Lola Leon, daughter of Madonna, has followed in her mother’s footsteps as a dancer and an advocate for LGBTQ+ rights, but in all other respects stubbornly insists on cutting her own path. Yai, born in Egypt while her family awaited political asylum in the U.S. and now a muse to designers such as Valentino’s Pierpaolo Piccioli, took up martial arts during the pandemic but also likes to paint, drawing inspiration from Renaissance masters. A similar creative streak runs through Sherry Shi, though her taste favors anime—she might become an animator, she says.
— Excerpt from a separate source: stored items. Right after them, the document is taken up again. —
PR #3952, opened 2025-10-21
chore: Add reference tokens and replace legacy color tokens in style dictionary

jkuelz:
### Description

This change introduces reference tokens for primary, neutral, and status colors into our design token system. This is one of a series of updates to implement better out of the box global theming. We are keeping the legacy tokens for now so that we don't break our internal package builds which still rely on them in the meantime. Because we are keeping both tokens, this update also adds an eslint rule to tell developers to use the new tokens if the old ones are referenced.

Related links, issue #, if available: [quip: ac9YAbqsd7e6], CR-229486129

### How has this been tested?

Ran through dev pipeline: AwsUi-v3-jkuelz

<details>

#### Correctness

#### Security

#### Testing

</details>

---

### DIFF
--- a/style-dictionary/classic/color-palette.ts
+++ b/style-dictionary/classic/color-palette.ts
@@ -77,6 +77,7 @@ const referenceTokens: StyleDictionary.ReferenceDictionary = {
   colorError600: tokens.colorRed600,
   colorError1000: tokens.colorRed1000,
   colorInfo50: tokens.colorBlue50,
+  colorInfo300: tokens.colorBlue300,
   colorInfo400: tokens.colorBlue400,
   colorInfo600: tokens.colorBlue600,
   colorInfo1000: tokens.colorBlue1000,


build-tools/eslint/index.js
```diff
@@ -3,4 +3,5 @@
 module.exports.rules = {
   'ban-files': require('./ban-files'),
   'prefer-live-region': require('./prefer-live-region'),
+  'no-legacy-tokens': require('./no-legacy-tokens'),
```
just-boris, line 6: Good idea to add a linter rule, but could you add it via a PR to another repository: https://github.com/cloudscape-design/build-tools/tree/main/src/eslint

And while adding this, it also needs some tests for positive and negative matches. There are some examples already

build-tools/eslint/no-legacy-tokens.js
```diff
@@ -0,0 +1,61 @@
...
+            matches.forEach(token => {
+              const colorFamily = token.match(/color(Grey|Blue|Green|Red|Yellow)/)?.[1];
+              const suggestion = REFERENCE_TOKEN_SUGGESTIONS[`color${colorFamily}`] || 'semantic reference tokens';
+
+              context.report({
+                node,
+                messageId: 'no-legacy-tokens',
+                data: { token, suggestion },
+              });
+            });
```
just-boris, line 40: This code is repeated two times and can be reused, right?

PR #3958, opened 2025-10-22
fix: Fixes popover position recomputation for charts

pan-kot:
### Description

The popover includes code that should recompute its position when there is a layout shift on the page, e.g. when a split-panel opens, causing the popover target to change. The keepPosition property is only used for charts popover, and for some reason the popovers with keepPosition=true were not updated. However, this causes the charts popover position to be off if the layout shift occurs.

See how legacy charts reacted to a split panel open before the change:

https://github.com/user-attachments/assets/e6da8e9c-1271-4102-b426-5bbfb8525443

With the change (removing keepPosition check), the popover position is correctly adjusted.

https://github.com/user-attachments/assets/aef2d3a4-b2ed-4e6b-8b15-ef49a4a3aaf1

The fix only works well when the layout change does not cause the chart to change size. If that happens, then the popover (even if pinned) is closed in area- and pie charts. In mixed charts (incl. bar- and line charts, too), the popover is not closed, but the track marker is not updated, causing both the marker and the popover to have incorrect position. That is an existing bug, reproducible with both old and new code, and it is not addressed by this change.

https://github.com/user-attachments/assets/1c404a7c-3d47-4cff-914b-dd63fcafa1bd

The fix also works in the new cartesian and pie charts. There, the positions of the tooltip and the marker are correctly recomputed.

https://github.com/user-attachments/assets/4ae1b78e-57f3-4d71-a534-82afe43aa662

Rel: AWSUI-61377

### How has this been tested?

* Manual tests using the new test pages for legacy and new charts
* Removed the now irrelevant integ test

<details>

#### Correctness

#### Security

#### Testing

</details>

---

### DIFF
--- a/src/popover/container.tsx
+++ b/src/popover/container.tsx
@@ -113,19 +113,12 @@ export default function PopoverContainer({
 
   // Recalculate position when the DOM changes.
   // istanbul ignore next - tested via integration tests
-  usePositionObserver(trackRef, trackKey, () => {
+  usePositionObserver(getTrack.current, trackKey, () => {
     // Do not update position if popover moved offscreen
     const popoverOffset = popoverRef.current && getLogicalBoundingClientRect(popoverRef.current);
-
-    if (
-      keepPosition ||
-      !popoverOffset ||
-      popoverOffset.insetBlockStart < 0 ||
-      popoverOffset.insetBlockEnd > window.innerHeight
-    ) {
+    if (!popoverOffset || popoverOffset.insetBlockStart < 0 || popoverOffset.insetBlockEnd > window.innerHeight) {
       return;
     }
-
     positionHandlerRef.current();
   });
 
--- a/pages/app/index.tsx
+++ b/pages/app/index.tsx
@@ -50,6 +50,7 @@ function isAppLayoutPage(pageId?: string) {
     'prompt-input/simple',
     'funnel-analytics/static-single-page-flow',
     'funnel-analytics/static-multi-page-flow',
+    'charts-with-side-panel',
   ];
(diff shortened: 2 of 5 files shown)


src/popover/container.tsx
```diff
@@ -113,19 +113,12 @@ export default function PopoverContainer({
 
   // Recalculate position when the DOM changes.
   // istanbul ignore next - tested via integration tests
-  usePositionObserver(trackRef, trackKey, () => {
+  usePositionObserver(getTrack.current, trackKey, () => {
```
pan-kot, line 116: getTrack.current represents one of the two supported ways to provide the track element, the second one is used by the charts components.

src/popover/container.tsx
```diff
@@ -113,19 +113,12 @@ export default function PopoverContainer({
...
     // Do not update position if popover moved offscreen
     const popoverOffset = popoverRef.current && getLogicalBoundingClientRect(popoverRef.current);
-
-    if (
-      keepPosition ||
```
pan-kot, line 121: We only use keepPosition=true in charts. The need of preventing the position update in this case is not clear though: when a layout shift occurs, the chart popover can be misplaced, too.

ClaudioGSDB: wouldn't it be better then to remove keepPosition entirely from the popover container from `src/internal/components/chart-popover/index.tsx` then? Since it seems its defaulting to that.
``` javascript
<PopoverContainer
  ...
  keepPosition={true}
  ...
>
```

pan-kot: The keepPosition is also used in the `src/popover/use-popover-position.ts`, so removing it might cause unexpected effects.

PR #3969, opened 2025-10-26
feat: implement style api for input component

mxschll:
### Description

Extends the input component with a style API for customization, allowing developers to override default component styles.

### How has this been tested?

- Unit tests: Style prop validation and CSS class application
- Integration tests: Component rendering with different style combinations
- Visual regression tests: Screenshots for different style combinations

<details>

#### Correctness

#### Security

#### Testing

</details>

---


src/input/styles.scss
```diff
@@ -53,14 +61,26 @@
 
   @include placeholder {
     @include styles.form-placeholder;
+    color: var(#{custom-props.$stylePlaceholderColor}, awsui.$color-text-input-placeholder);
```
DaemonCahill: Should these includes be parameterized as opposed to overwritten? Presumably if form-placeholder takes variables then all use cases across the codebase will automatically support styling...

mxschll: Done. I keep passing vars with the fallback value as a parameter, since null checks would be required in the mixins for every parameter otherwise.

src/input/interfaces.ts
```diff
@@ -202,7 +207,49 @@ export namespace InputProps {
...
+        default?: string;
+        disabled?: string;
+        focus?: string;
+        hover?: string;
+      };
+      fontSize?: string;
+      fontWeight?: string;
+      paddingBlock?: string;
+      paddingInline?: string;
+      placeholder?: {
```
gethinwebster: I think `placeholder` should be outside of `root`: it is a different selector to target

src/input/styles.scss
```diff
@@ -72,6 +95,13 @@
     box-shadow: none;
   }
 
+  &:hover:not(:focus):not(:disabled) {
+    border-color: var(#{custom-props.$styleBorderColorHover}, awsui.$color-border-input-default);
```
gethinwebster: should the default here instead be `$styleBorderColorDefault`? Otherwise, if only `styleBorderColorDefault` is supplied and no `styleBorderColorHover`, then on hover the old unstyled `color-border-input-default` would be applied, which I think is unexpected

mxschll: Should it still fallback to `awsui.$color-border-input-default` in case `$styleBorderColorDefault` is not provided? So the styling cascades through three levels: `$styleBorderColorHover` → `$styleBorderColorDefault` → `$color-border-input-default`?

gethinwebster: yeah, it feels to me like that should be the expectation, at least in this sort of case where we're adding styling via the `style` property that doesn't exist in our standard theme (by default, input has no hover state). I'm not sure if there are other components where we've added this additional level of granularity or not @DaemonCahill 

Or I guess the other question is: do we even need this hover state?

src/input/styles.scss
```diff
@@ -72,6 +109,22 @@
     box-shadow: none;
   }
 
+  &:hover:not(:focus):not(:disabled):not(:read-only) {
```
gethinwebster: I think there's a _slight_ risk that we're using a different selector for readonly here (`:read-only` vs `.input-readonly` earlier in the file), having consistency would probably be better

Yumi Nu is a singer-songwriter who just released the summery single “Pots & Pans” and plans on launching an ethical plus-size clothing line; Kaia Gerber reads books backstage at fashion shows and forged her close friendship with Ariel Nicholson out of a mutual dislike of small talk. “We like talking about ideas,” says Nicholson, a budding writer and actor. Bella Hadid likes to journal in the form of poetry—“It’s a way of getting at my emotions without it being total nonsense,” she explains—and Precious Lee really likes her hometown, championing Atlanta as a cultural nerve center to rival New York and L.A. (“You’ve got to come down and see what’s going on here,” she insists.) What all these women share, however, is a fierce desire not to be pigeonholed.